As an anarchist, this is one of those things like freedom of movement and settlement (aka uncontrolled immigration) where I believe separating between current reality and hoped future is fundamental.
To begin with, Germany is not a liberal utopia. It's a Corporatist regime, like the rest of the developed world. To follow, its only real existential threat in the classical sense (State vs State) is another Corporatist regime, Russia. This adversary, due to its historical path dependence, is economically and socially underdeveloped and institutionally more old fashioned than Germany.
In short, unlike Germany (and the rest of Europe) with its dictatorship of the majority as legitimating façade for its rule by the elite, Russia is a classical strongman fascist dictatorship in which formalities can be dispensed with end Putin rules by brute force and a simplistic ultranationalism, the appeal to long gone soviet imperialism, social ultraconservatism and other crude means of mass control (quite similar to the tools the CCP uses, sans the economic uplift of 300 million people of course).
In the end both regimes, Germany and Russia, work upon identical assumptions: the State ultimately owns everything and everybody within its territory, and there is no limit to the will of the ruling elite. All they need to do is find the right lever within the toolbox of the legitimating apparatus.
That all said (and it was a lot), taking my anarchist hat off and putting myself in the shoes of the ruling Corporatist bureaucracy of Germany, some form of conscription, that is, a period of time where the State, instead of owning 50-70% of your working time as it does regularly, owns 100%, makes sense to deter of confront a foe like Russia. It is consistent with the foundations of the regime, and it's not more egregious than what is already in place. I have no doubt they would rather spend the resources (both money and political legitimacy and will) on other stuff, like they have done these past 40 years but, like they're taught in college, the material conditions are the material conditions, and Putin's Russia is an unreliable neighbor.
Also, I haven't even read the details, but I'm quite sure that regardless of the proposals floated now, what will actually pass, if it does (it will have to beat the Russian and internal anti-Western propaganda apparatus first), it will be not simply a form of military service, but also "social service", which will be the heavily favored option for most conscripts.
I have to say, in a utopian future where a dictatorship of the majority somehow gave me, as Supreme Ruler, a consistent and sustained mandate to reform the Corporatist regime into a libertarian one, I would probably institute a form of mandated military service too. None of that social nonsense, strictly military.

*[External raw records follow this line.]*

PR #58347, opened 2023-11-15
Code Navigation: fix double line highlight in Firefox

jasonhawkharris:
Fixes a bug that caused double line highlighting when using Code Search in Firefox. 

## Test plan
1. Manually test in firefox at different zoom levels
2. Manually test in chrome and safari at different zoom levels

### DIFF
--- a/client/web/src/repo/blob/codemirror/utils.ts
+++ b/client/web/src/repo/blob/codemirror/utils.ts
@@ -263,7 +263,3 @@ export function isRegularEvent(event: MouseEvent | KeyboardEvent): boolean {
         !event.ctrlKey
     )
 }
-
-export function browserIsFirefox(): boolean {
-    return navigator.userAgent.includes('Firefox')
-}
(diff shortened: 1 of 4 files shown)


client/web/src/repo/blob/codemirror/utils.ts
```diff
@@ -263,3 +263,7 @@ export function isRegularEvent(event: MouseEvent | KeyboardEvent): boolean {
         !event.ctrlKey
     )
 }
+
+export function browserIsFirefox(): boolean {
```
vovakulikov, line 267: I think we already have this helper, it's called `isFirefox` you can find it in `@sourcegraph/common` package

camdencheek:
@vovakulikov I think you need to have line wrapping enabled in firefox to reproduce.

jasonhawkharris:
@vovakulikov you'll need to have line-wrapping enabled and be using firefox in order to replicate the behavior.

fkling (approved):
Good find!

And I would keep it in place until there were no existential threats in the form of Corporatist, classical fascist, or any other form of socialist state-worshipping regimes around my country who could potentially force a regime change on us by an act of war.
For the same reason I would keep a border and strict immigration rules, and would look closely at trade with states and regimes who do not apply similar rules (or lack thereof) to the ones we would apply internally.
These are clear violations and restrictions of freedom and thus incompatible with liberalism, there simply is no question of that. But they would be externally generated ones, out of necessity vs existential threats. Internally, the transition would be total, until the State evaporated completely from people's lives, except in those few affairs mentioned above.
I would call this an acceptable transitional "compromise".